This article introduced the potential costs brought by open data. Two categories of costs are identified in this article: direct cost and indirect cost. The direct cost of open data can be understood as collecting raw data, preparing data, and maintain the uploaded data. Then the author listed four indirect costs of open data: 1) issue aroused by citizen participation and engagement, 2) difficulty in reaching a sole standard due to unevenness of data provision, 3) tension between government expense and private sector use, and 4) the privatization of open data in private sectors.

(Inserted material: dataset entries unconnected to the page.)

PR #2893, opened 2025-04-30
Add zstd and xz support

david-rundle:
This commit adds support in rose for zstd and xz (with default options) using the same syntax as for gzip, including for compressing tarballs of various flavours.

It adds tests for zstd (46) and xz (47) that are clones of the gzip rose_arch test (32) and a slightly beefier test for zstd (48) that is a clone of (07).


david-rundle:
I also note that there's obviously a lot of very-near-duplication of code here and it would likely be better to implement something more generic (especially given the reliance on external utilities which effectively have identical command line arguments (by design, I think?)). But I am keen to get this in in some form initially and potentially revisit when I have more time (and more skills!) if it has the potential to be beneficial.

.mailmap
```diff
@@ -39,3 +39,4 @@ Joe Marsh Rossney    <17361029+jmarshrossney@users.noreply.github.com>
 Joe Marsh Rossney    <17361029+jmarshrossney@users.noreply.github.com> <17361029+marshrossney@users.noreply.github.com>
 Joseph Abram         <joseph.abram@metoffice.gov.uk>      J-J-Abram            <joseph.abram@metoffice.gov.uk>
 Joseph Abram         <joseph.abram@metoffice.gov.uk>      J-J-Abram            <98320699+J-J-Abram@users.noreply.github.com>
+David Rundle         <david.rundle@metoffice.gov.uk>      david-rundle          <david.rundle@metoffice.gov.uk>
```
wxtim, line 42:
```suggestion
David Rundle         <david.rundle@metoffice.gov.uk>      david-rundle          <david.rundle@metoffice.gov.uk>

```

sphinx/api/built-in/rose_arch.rst
```diff
@@ -206,6 +206,22 @@ with names in the form ``data_001.txt``:
...
+where multi-threaded compression can significantly improve throughput.
+
+.. code-block:: rose
+
+   [arch:large-data.tar.zst]
+   compress=zst
+   compress-cores=8
+   source=large-data/*
+
+In this example, the `zstd` will use 8 CPU cores.
```
oliver-sanders, line 223: I'm guessing this configures virtual cores as opposed to physical cores?

oliver-sanders (commented):
Thanks for this PR (and special thanks for sorting out the tests and documentation too :clap:)!

We'll try to get this in soon, but be aware, we've got a very heavy review workload right now, so apologies if it takes longer.

sphinx/api/built-in/rose_arch.rst
```diff
@@ -206,6 +206,22 @@ with names in the form ``data_001.txt``:
    rename-parser=^//some//path//data_(?P<serial_number>[0-9]{3})(?P<name_tail>.*)$
    rename-format=hello/%(cycle)s-%(name_head)s%(name_tail)s
 
+Using Multiple threads for Compression (zstd only)
+^^^^^^^^^^^^^^^^^^^^^^^^^^^^^^^^^^^^^^^^^^^^^^^^
```
oliver-sanders, line 210: Error from Sphinx build:

> /home/runner/work/rose/rose/sphinx/api/built-in/rose_arch.rst:210:Title underline too short.

metomi/rose/apps/rose_arch_compressions/rose_arch_tar.py
```diff
@@ -70,3 +76,23 @@ def compress_sources(self, target, work_dir):
...
             self.app_runner.popen.run_simple(command, shell=True)
             self.app_runner.fs_util.delete(tar_name)
+
+        if target.compress_scheme in self.ZSTD_EXTS:
+            fdsec, zst_name = mkstemp(
+                suffix="." + target.compress_scheme, dir=work_dir
+            )
+            os.close(fdsec)
+            target.work_source_path = zst_name
+            command = f"zstd --rm -T{cores} -c '{tar_name}' >'{zst_name}'"
```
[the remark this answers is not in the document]
david-rundle: Thanks @oliver-sanders . I agree and I hope that the default being to not use this is a good trade-off between exposing useful functionality and maintaining order!

I have updated the documentation to note that this should be used with caution on shared resources.

sphinx/api/built-in/rose_arch.rst
david-rundle: I've updated the documentation to clarify (and correct) that it controls the number of threads that will be used during compression. I have noted that (a) the automatic setting [-T0] sets the number of threads to the number of physical cores and (b) that it is recommended not to exceed that number.

I think it is likely that there is little to be gained using hyperthreading (and in my tests it has been worse).

metomi/rose/apps/rose_arch_compressions/rose_arch_tar.py
```diff
@@ -70,3 +76,23 @@ def compress_sources(self, target, work_dir):
             command = "gzip -c '%s' >'%s'" % (tar_name, gz_name)
             self.app_runner.popen.run_simple(command, shell=True)
             self.app_runner.fs_util.delete(tar_name)
+
+        if target.compress_scheme in self.ZSTD_EXTS:
```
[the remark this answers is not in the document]
david-rundle: fixed thanks!

metomi/rose/apps/rose_arch_compressions/rose_arch_tar.py
```diff
@@ -70,3 +76,23 @@ def compress_sources(self, target, work_dir):
...
+            fdsec, zst_name = mkstemp(
+                suffix="." + target.compress_scheme, dir=work_dir
+            )
+            os.close(fdsec)
+            target.work_source_path = zst_name
+            command = f"zstd --rm -T{cores} -c '{tar_name}' >'{zst_name}'"
+            self.app_runner.popen.run_simple(command, shell=True)
+            self.app_runner.fs_util.delete(tar_name)
+
+        if target.compress_scheme in self.XZ_EXTS:
```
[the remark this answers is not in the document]
david-rundle: fixed thanks!

sphinx/api/built-in/rose_arch.rst
david-rundle: fixed thanks!

oliver-sanders:
The "test / docs" test seems to be failing for reasons unrelated to this change, please ignore.

The wonderfully named "test / test" tests, however, seem to be failing for legitimate reasons. It looks like `t/rose-task-run/07-app-arch.t` has become broken?

metomi/rose/apps/rose_arch.py
```diff
@@ -398,7 +411,8 @@ def _run_target_update(cls, dao, app_runner, compress_manager, target):
             # Compress sources
             if target.compress_scheme:
                 handler = compress_manager.get_handler(target.compress_scheme)
-                handler.compress_sources(target, work_dir)
+                compress_args = {"threads": target.compress_threads}
+                handler.compress_sources(target, work_dir, **compress_args)
```
wxtim, line 415: Tried a very simple check

```ini
mode=rose_arch

[arch]
# rose-app.conf
command-format=cp %(sources)s %(target)s
target-prefix=/home/users/tim.pillinger/cylc-src/rose-apps/arch/archive/
source-prefix=/home/users/tim.pillinger/cylc-src/rose-apps/arch/source/

[arch:world.out]
source='world.out'

[arch:gunzipme.gz]
source='gunzipme.out'

[arch:targunzipme.tar.gz]
source='targunzipme.out'
```

```bash
export CYLC_WORKFLOW_ID='hippo'
export CYLC_TASK_ID='task-run'
export CYLC_TASK_NAME='task-run'
export CYLC_TASK_CYCLE_POINT='task-run'
export CYLC_TASK_LOG_ROOT="${HERE}/log"

echo Running app from "${HERE}/app"
rose task-run --config="${HERE}/app"
```

 and got an error:

```
[FAIL] RoseArchGzip.compress_sources() got an unexpected keyword argument 'threads'
```
I think that you need to add the threads argument to `rose_arch_gzip.py` and possibly other items in that folder. You may want to consider emitting a warning `if threads != 1 and program_is_single_thread:`

david-rundle:
> The "test / docs" test seems to be failing for reasons unrelated to this change, please ignore.
> 
> The wonderfully named "test / test" tests, however, seem to be failing for legitimate reasons. It looks like `t/rose-task-run/07-app-arch.t` has become broken?

This test works for me locally? Is that the most recent version of the code?

oliver-sanders:
Hmm, testing locally (cazldf...), this test passes on upstream/master but fails on david-rundle:feature/add-zstd-xz, so this does look like a genuine error. Do you have zstd and xz installed on your box / in your environment? Does the test need them to be installed?

If the test does need these utils installed, let us know and we can work out where to install them in CI.

The error can be found from this line onwards:

https://github.com/metomi/rose/actions/runs/14859530104/job/41720858720#step:13:14

I've pulled out a couple of error messages that might be pertinent:

```
tar: /home/runner/cylc-run/rtb.20250506T123046Z/07-app-arch/hLA3QX/foo/20130101T0000Z/hello/worlds/unknown/stuff.pax: Cannot open: No such file or directory
tar: Error is not recoverable: exiting now
```

```
tar (child): /home/runner/cylc-run/rtb.20250506T123046Z/07-app-arch/hLA3QX/foo/20130101T1200Z/hello/worlds/planet-n.tar.gz: Cannot open: No such file or directory
tar (child): Error is not recoverable: exiting now
tar: Child returned status 2
tar: Error is not recoverable: exiting now
```

metomi/rose/apps/rose_arch_compressions/rose_arch_tar.py
```diff
@@ -25,14 +25,20 @@ class RoseArchTarGzip:
...
+                      "pax.xz": tarfile.PAX_FORMAT}
     GZIP_EXTS = ["pax.gz", "tar.gz", "tgz"]
+    ZSTD_EXTS = ["pax.zst", "tar.zst"]
+    XZ_EXTS = ["pax.xz", "tar.xz", "txz"]
 
     def __init__(self, app_runner, *args, **kwargs):
         self.app_runner = app_runner
 
-    def compress_sources(self, target, work_dir):
+    def compress_sources(self, target, work_dir, threads="1"):
```
wxtim, line 41: IMO threads should be cast to int as soon as we parse the config.

wxtim:
I've written you a couple of integration tests at https://github.com/david-rundle/rose/pull/1

Tests running at https://github.com/wxtim/rose/actions/runs/14864492636

wxtim:
@david-rundle  - Is there anything I can do to help you move this forward?

david-rundle:
Just looking at this again now having merged your changes and am getting loads of errors like:

```./etc/bin/rose-test-battery -vv t/rose-task-run/46*.t

ok 1 - 46-app-arch-zstd-install
not ok 2 - 46-app-arch-zstd-play
ERROR - Incomplete tasks:
    * 1/archive did not complete the required outputs:
      ⨯ ┆  succeeded
DEBUG - stopping zmq replier...
DEBUG - ...stopped
DEBUG - stopping zmq publisher...
DEBUG - ...stopped
DEBUG - auth received API command b'TERMINATE'
DEBUG - Removing authentication keys from scheduler
INFO - DONE
not ok 3 - 46-app-arch-zstd-job.status-archive-01
t/rose-task-run/46-app-arch-zstd.t: line 51: cd: /home/users/david.rundle/cylc-run/rtb.20250731T115019Z/46-app-arch-zstd/uSHLqn/share/backup: No such file or directory
--- -	2025-07-31 12:50:30.909814205 +0100
+++ 46-app-arch-zstd-find.out	2025-07-31 12:50:30.905487529 +0100
@@ -1,2 +0,0 @@
-./archive.d/2016.txt.zst
-./archive.d/whatever.tar.zst
not ok 4 - 46-app-arch-zstd-find.out
Failed 3/4 subtests 

Test Summary Report
-------------------
t/rose-task-run/46-app-arch-zstd.t (Wstat: 0 Tests: 4 Failed: 3)
  Failed tests:  2-4
Files=1, Tests=4,  9 wallclock secs ( 0.02 usr  0.00 sys +  1.37 cusr  0.73 csys =  2.12 CPU)
Result: FAIL
```

and it's been a while so I don't really remember any of the workflow for running the tests so may need some help dusting this off!

wxtim:
@david-rundle - I've fixed the conflict for you, and retriggered the tests.

I have replicated the test failure locally, but I'm not clear on the causes.

Anyway - to run the test locally

```
conda env create --name cylc.dev python=3.9 pygraphviz pip        # Or use the same env you used before

cat > ~/conda-envs/cylc.dev/etc/conda/activate.d/cylc.sh <<__HERE__
#!/usr/bin/env bash
CYLC_ENV_NAME="$(basename "$CONDA_DEFAULT_ENV")"
export CYLC_ENV_NAME
__HERE__

cat > ~/conda-envs/cylc.dev/etc/conda/deactivate.d/cylc.sh <<__HERE__
#!/usr/bin/env bash
unset CYLC_ENV_NAME
__HERE__

conda install cylc-rose
cd ~/path/to/your/copy/of/rose

pip install -e .

./etc/bin/rose-test-battery t/rose-task-run/46-app-arch-zstd.t
```

I've tried running the tests and I'm getting the same failure - it looks like the workflow is failing because the task is failing, and you can look at the details of the failure at `~/cylc-run/rtb.<datestamp>/46-app-arch-zstd/p6oswd/log/job/1/archive/NN/job.err`. Mine is failing with

```
/home/users/tim.pillinger/cylc-run/rtb.20250731T155430Z/46-app-arch-zstd/p6oswd/log/job/1/archive/01/job: line 42: zstd: command not found
```

oliver-sanders:
New developments...

Python has now added support for zstd in version 3.14, this makes it much more attractive for use in Rose as we would no longer be relying on an external dependency (which may or may not be installed). Although this functionality would only be present when Python >= 3.14.0 is installed.

https://docs.python.org/3/library/compression.zstd.html

oliver-sanders:
(unassigning this to re-focus my review queue, feel free to re-assign when undrafted)

oliver-sanders:
Got some unhappy tests :(

* Please ignore the docs tests, they're broken for other reasons.
* The "check contributor list" check is failing because the commits on this branch appear to have been signed with different email addresses (making it look like they've come from different authors). Either fiddle the commits so the email address / name format match, or add a `.mailmap` entry to map the second name/address onto the first.
* The other tests appear to be failing for genuine reasons. If not already done, you might want to update the branch against `upstream/master` before investigating. You *should* get the same errors locally (let me know if you don't as this can happen):
  * To run the unit tests: `pytest`
  * To run the functional tests: `etc/bin/rose-test-battery` (use the `-j` argument to parallelise).

samuel-denton:
Looking good to me, just need to sort the contributor checks.

metomi/rose/apps/rose_arch_compressions/compression_util.py
```diff
@@ -0,0 +1,228 @@
...
+# the available memory, so they are never read in one go.
+#
+# This only applies to single-threaded compression (xz, or zstd when only
+# one thread is requested) - multi-threaded zstd compression uses the
+# "zstandard" distribution or the command line tool instead, both of
+# which manage their own internal chunking. A moderate value is used
+# here: too small (e.g. 1 MiB) adds unnecessary Python call overhead, and
+# going much bigger gives no benefit while risking memory pressure of its
+# own on constrained systems.
+CHUNK_SIZE = 16 * 1024 * 1024
```
oliver-sanders, line 54: Would be helpful to add the units into the comment.

sphinx/api/built-in/rose_arch.rst
```diff
@@ -272,19 +288,92 @@ Configuration
...
+
+            For multi-threaded ``zstd`` compression specifically, a Python
+            library is only used if the ``zstandard`` package is installed;
+            the standard library ``compression.zstd`` module (Python 3.14+)
+            is only used for single-threaded compression, as it has been
+            found not to scale reliably across threads. Setting the
+            ``ROSE_ARCH_ZSTD_FORCE_CLI`` environment variable (to any
+            non-empty value) forces the ``zstd`` command line tool to be
+            used unconditionally for zstd compression, regardless of
+            thread count or what is installed.
```
oliver-sanders, line 336: Should this say "since it cannot use multiple threads to compress a single source"?

I haven't dug too deep into this myself, I don't know whether Python's breaking of the GIL (search "freethreadded python") will have any impact here?

metomi/rose/apps/rose_arch_compressions/compression_util.py
```diff
@@ -0,0 +1,228 @@
...
+            from compression import zstd  # Python 3.14 and above
+        except ImportError:
+            pass
+        else:
+            return partial(_copy_compressed, zstd.ZstdCompressor)
+    try:
+        import zstandard  # the "zstandard" distribution
+    except ImportError:
+        return None
+    return zstandard.ZstdCompressor(threads=threads).copy_stream
```
oliver-sanders: TODO: you are here!

metomi/rose/apps/rose_arch_compressions/compression_util.py
oliver-sanders, line 1: Since this logic applies to all compressors, consider moving this code into `__init__.py`.

metomi/rose/apps/rose_arch_compressions/compression_util.py
```diff
@@ -0,0 +1,228 @@
...
+            import lzma
+        except ImportError:
+            return None
+        return partial(_copy_compressed, lzma.LZMACompressor)
+    if compressor == ZSTD:
+        return _get_zstd_compress_func(threads)
+    raise KeyError(compressor)
+
+
+def _get_zstd_compress_func(threads):
```
oliver-sanders: It would be better to locate the logic specific to each compressor within its own module for isolation and extendability.

I.e, the `_get_compress_func` could be implemented on each `RoseArchCompressor` implementation:

```python
class RoseArchZstd(RoseArchCompressor):

    """Compress archive sources in zstd."""

    SCHEMES = ["zst", "zstd"]
    COMPRESSOR = ZSTD

    def get_compress_func(threads):
        if os.environ.get(ZSTD_FORCE_CLI):
            return None
        ...
```

metomi/rose/apps/rose_arch_compressions/compression_util.py
```diff
@@ -0,0 +1,228 @@
...
+"""
+
+from functools import partial
+import os
+from shlex import quote
+
+# Compressor names. These are also the names of the command line fallbacks.
+GZIP = "gzip"
+XZ = "xz"
+ZSTD = "zstd"
```
oliver-sanders, line 31: The implementation of Rose is fairly modular, with abstract interfaces and concrete implementations.

The abstract interfaces (e.g, `RoseArchCompressor`) should hold the abstract interface and any generic logic. Things like `CHUNK_SIZE`, `compress` and `_copy_compressed` are good examples of generic boilerplate that are not specific to any one compressor in particular.

However, this module also contains aspects of the concrete implementations, e.g, rather than having a global list called `MULTI_THREADED`, the OO way would be to have an interface called `is_multi_threaded` to be implemented on each compressor individually. Other examples are `ZSTD_FORCE_CLI`, `_get_compress_func` and `_get_zstd_compress_func`.

It would be better to move the compressor-specific stuff into the compressor modules, translating these global implementations into interfaces for each compressor to implement.

metomi/rose/apps/rose_arch.py
```diff
@@ -314,6 +314,44 @@ def _run_target_setup(
...
+        )
+        if not target.compress_threads.isdigit():
+            app_runner.handle_event(
+                ConfigValueError(
+                    [t_key, "compress-threads"],
+                    target.compress_threads,
+                    ValueError(
+                        "compress-threads must be 0 (automatic) or a"
+                        " positive integer"
+                    ),
```
oliver-sanders, line 329: Question: Should we report this error (and fallback to a default), or should we just raise this error (and reject this configuration)?

It's likely that warnings might be missed if the application succeeds.

metomi/rose/tests/apps/rose_arch/test_rose_arch_compressions.py
```diff
@@ -0,0 +1,262 @@
...
+    if compressor == XZ:
+        import lzma
+
+        return lzma.decompress(data)
+    try:
+        from compression import zstd
+    except ImportError:
+        import zstandard
+
+        return zstandard.ZstdDecompressor().decompressobj().decompress(data)
```
oliver-sanders, line 166: With this approach we will test either `lzma` OR `zstandard` but not both which means that one could easily become broken without us realising.

This work introduces 5 new interfaces, 3 python, 2 CLI. We shouldn't expect changes to these interfaces going forward (🤞), but there is a risk of them becoming broken in the future.

What we can do, is to write tests for all of them, but add `pytest.mark.skip`s as appropriate to allow tests to skip if the relevant component is not installed. That way, we could test all of them in our CI, even if we only test the available ones locally.

oliver-sanders (commented):
Thanks for this PR.

The functionality looks good to me, tests and docs are nice :+1:.

We'll need to give a little thought to packaging here:
* We've added optional dependence on some external Python libraries.
  * We should probably make this a formal optional dependence by registering the dependency along with any minimum compatible version number in the [`pyproject.toml`](https://github.com/metomi/rose/blob/2373730caf9936d45d1438a83c9decb505af2f37/pyproject.toml#L66).
  * This helps us to manage our inventory of optional dependencies.
  * But also helps with [installing these dependences in CI](https://github.com/metomi/rose/blob/2373730caf9936d45d1438a83c9decb505af2f37/.github/workflows/test.yml#L165).
* We've also added optional dependence on some external CLI tools:
  * We should define these optional dependencies in the [`conda-environment.yml`](https://github.com/metomi/rose/blob/master/conda-environment.yml) along with any minimum compatible versions.
  * Should these be included with the default Rose conda package? (we provide default and a "bare bones" packages on conda-forge).
  * For CI testing, the dependencies [can be added here](https://github.com/metomi/rose/blob/2373730caf9936d45d1438a83c9decb505af2f37/.github/workflows/test.yml#L117-L128).

metomi/rose/apps/rose_arch_compressions/compression_util.py
david-rundle: yes, agreed. Done

sphinx/api/built-in/rose_arch.rst
david-rundle: I think it's not so much an issue that it _cannot_, because it appears to expose `nb_workers`. It's just that what I've tested with at the Met Office _does not_. There is some discussion about this (e.g. [here](https://github.com/astral-sh/python-build-standalone/issues/761)) but I haven't followed up on the details.

I think it's something to keep an eye on but the CLI is the tool to beat. It helps that it's basically a drop-in replacement for gzip too.

metomi/rose/apps/rose_arch_compressions/compression_util.py
david-rundle: yes, good idea. Done.

metomi/rose/apps/rose_arch_compressions/compression_util.py
david-rundle: You're right. I've done this now too.

metomi/rose/tests/apps/rose_arch/test_rose_arch_compressions.py
david-rundle: Yes ok. I have added the `lzma` tests which were missing and I think they should skip when the components are not installed.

I am very interested in the privacy issue in open data due to previous experience with crime datasets. In one previous project, I worked with Toronto Crime Datasets from its government open data portal, and I found out in the data acknowledgement that those points data have all been calculated by certain algorithm so that they won’t necessarily represent the true location of each events. Since this data is available to everyone who have access to the internet, I understand that this calculation is for privacy protection. This little change did not impact much to my project. However, what if some researches really need these kinds of information? Should the government giving out the raw data despite the privacy issue? What rationale should they use in terms of considering giving out sensitive datasets? To me, this is a dilemma of open data should be open or not, and the rationale of this question might also differ between different area or territories.

  site admin

    Crime data always has problems of accuracy (see the critiques of the FBI’s crime database). Mostly those are problems in attributional accuracy. Geographic masking is used to distort the location so the data is still usable for research. Still, you’re right–this is one of the tensions in privacy in open data.